As an additional explanation for these results, as mentioned in Reference [17], a layer structure in which different charges are disposed of at the interface between the electrode and the electrolyte solution is called an electric double layer. A polarization layer is formed near the electrode’s surface and is separated from the existing electrolyte layer to render the charge of the ions present in the electrolyte electrically neutral. This double layer has a charge accumulation characteristic similar to that of a capacitor. Considering these characteristics from the perspective of an electrolytic cell, when a potential is applied to the electric double-layer capacitor, hydrogen ions accumulate on the metal plate. When voltage or current pulses are applied to the water electrolyzer, the thickness and diffusion rate of the diffusion layer of the electric double-layer capacitor can be affected, contributing to quicker hydrogen production. The time required for hydrogen ions to accumulate in the electric double-layer capacitor is theoretically and experimentally affected by the time constant. In particular, it is affected by the time corresponding to five times the time constant. Depending on whether or not the time required for accumulation is satisfied, the amount of hydrogen generated will show a difference. The frequency corresponding to five times the current time constant is 0.8 Hz. In fact, the difference in the amount of hydrogen production at 1 Hz close to this frequency is insignificant, but at 1.25 Hz, which indicates a slight lack of time required for accumulation, the amount of hydrogen production appears to be lower than at 0.8 Hz.
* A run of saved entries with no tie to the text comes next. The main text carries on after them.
PR #632, opened 2026-04-20
auth: typed errors, 401 retry, real startup preflight

Yuvanesh-ux:
## Summary
Builds on #629 (toast + `/login` rename). Three problems that together caused the "silent session expired after 2 days" bug:

- **Refresh failures were swallowed.** `refreshAccessToken` logged to stderr and returned `null`, which surfaced as a generic `Pensar streaming error (401)`. Now throws `ApexAuthError` with a `reason` discriminator (`refresh_http_error`, `refresh_exception`, `session_dead`, `no_credentials`, `workos_config_unavailable`).
- **The startup preflight was too conservative.** It only fired when there was no refresh token at all — missing the common case where the refresh token *exists* but is already dead on WorkOS's side. Now uses `ensureValidTokenOrThrow` so the refresh path is actually exercised on mount; the existing toast fires on any failure reason other than `no_credentials`.
- **No mid-session retry on 401.** `pensar.ts` now does exactly one silent retry with `{ forceRefresh: true }`. A second 401 throws `ApexAuthError({ reason: 'session_dead', message: 'Pensar session expired. Run /login to reconnect.' })` — a message callers can render verbatim.

Also:
- Concurrent refreshes are serialized (`inFlightRefresh` promise). WorkOS rotates the refresh token on every use, so parallel callers would otherwise race and one would fail with a rotated token.
- Config schema gains `accessTokenIssuedAt` / `refreshTokenIssuedAt`, stamped on login and on every successful refresh.
- Sibling console PR adds distinct `token_expired` vs `token_invalid` 401 codes and a `/api/cli/session` endpoint.

## Test plan
- [ ] `apex login`, verify config gets `accessTokenIssuedAt` + `refreshTokenIssuedAt`.
- [ ] Edit config to set `accessToken` `exp` in the past with valid `refreshToken` → next command silently refreshes, `accessTokenIssuedAt` updates.
- [ ] Replace `refreshToken` with `"invalid"` → TUI startup shows "Your Pensar Console session has expired. Run /login to refresh."
- [ ] Make two simultaneous inference calls right after an `exp` → both succeed (serialized refresh works).
- [ ] Invalidate token server-side mid-session → one silent retry, then typed error with clear message.

## Follow-up (not in this PR)
- WorkOS dashboard refresh-token inactivity timeout — confirm ≥ 7d (ideally 30d). Dashboard-only setting; record decision in `decisions/` afterward.
- Bump `packages/apex` submodule pointer in console repo after this merges.

---

> [!NOTE]
> **Medium Risk**
> Touches WorkOS token refresh and gateway request auth/retry behavior; failures could affect login/session stability and inference requests if error handling or refresh logic regresses.
> 
> **Overview**
> Fixes silent WorkOS session-expiry failures by introducing typed `ApexAuthError` reasons and a new `ensureValidTokenOrThrow` path that surfaces refresh/config problems instead of swallowing them.
> 
> Adds a real startup session preflight in the TUI that actively exercises refresh and warns on any auth failure (except missing credentials), and updates the Pensar gateway client to do a **single 401 retry** that forces token refresh before declaring the session dead.
> 
> Hardens token refresh by serializing concurrent refresh attempts (WorkOS refresh-token rotation) and extends persisted config with `accessTokenIssuedAt`/`refreshTokenIssuedAt`, stamped on login and successful refresh.
> 
> <sup>Reviewed by [Cursor Bugbot](https://cursor.com/bugbot) for commit 70dbe986c257d6a630ce44a7902f6bc7d417a2d4. Bugbot is set up for automated code reviews on this repo. Configure [here](https://www.cursor.com/dashboard/bugbot).</sup>


src/tui/index.tsx
```diff
@@ -260,27 +260,36 @@ function AppContent({
...
-        isTokenExpired(config.data.accessToken, 60) &&
-        !config.data.refreshToken &&
-        !config.data.pensarAPIKey
-      ) {
-        toast(
-          "Your Pensar Console session has expired. Run /login to refresh.",
-          "warn",
-          8000,
-        );
+    // Preflight the stored session so we catch dead refresh tokens before
```
jorgeraad: There's a number of verbose comments in this PR. Let's cut them down or completely remove any unnecessary ones. For example, in this case, the code speaks for itself and the majority of the comment is just duplicating in English. Extra context that is not captured can be stated briefly.

jorgeraad (approved):
It would really help to have a screen recording or some other verification that this worked as intended.

src/tui/index.tsx
Yuvanesh-ux: @cursoragent Please address the above concern

Yuvanesh-ux:
@cursoragent rebase with the latest canary and babysit the pr until ci checks are finished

However, the operation with the three operating frequencies presented in this paper shows improved hydrogen production performances compared to the operation with the existing DC current.

6. Conclusions

In this paper, a parameter identification method of the PEM electrolyzer electrical equivalent circuit for pulse electrolysis is proposed. The proposed method constructs an electrical equivalent circuit by simplifying the existing secondary RC model into a primary RC model by analyzing the transient cell voltage and by inputting the step current. The parameters were identified according to the electrical equivalent circuit’s configuration, and an appropriate operating frequency was calculated from the identified parameters. To verify the proposed parameter identification method, a simulation was constructed with the raw test data of a 400 W commercial PEM electrolyzer; moreover, the amount of produced hydrogen compared to DC was compared using a pulse electrolysis experiment at the operating frequency obtained from the identified parameters. Using the verification’s results, we felt that the parameter identification and operating frequency selection method for the water electrolysis system mainly operating with the DC current needed to provide good direction. In reality, forming a complete DC current in a water electrolyzer that is associated with a renewable energy system is not possible; thus, if there is a slight improvement in hydrogen production at lower frequencies, it is worth considering in the future.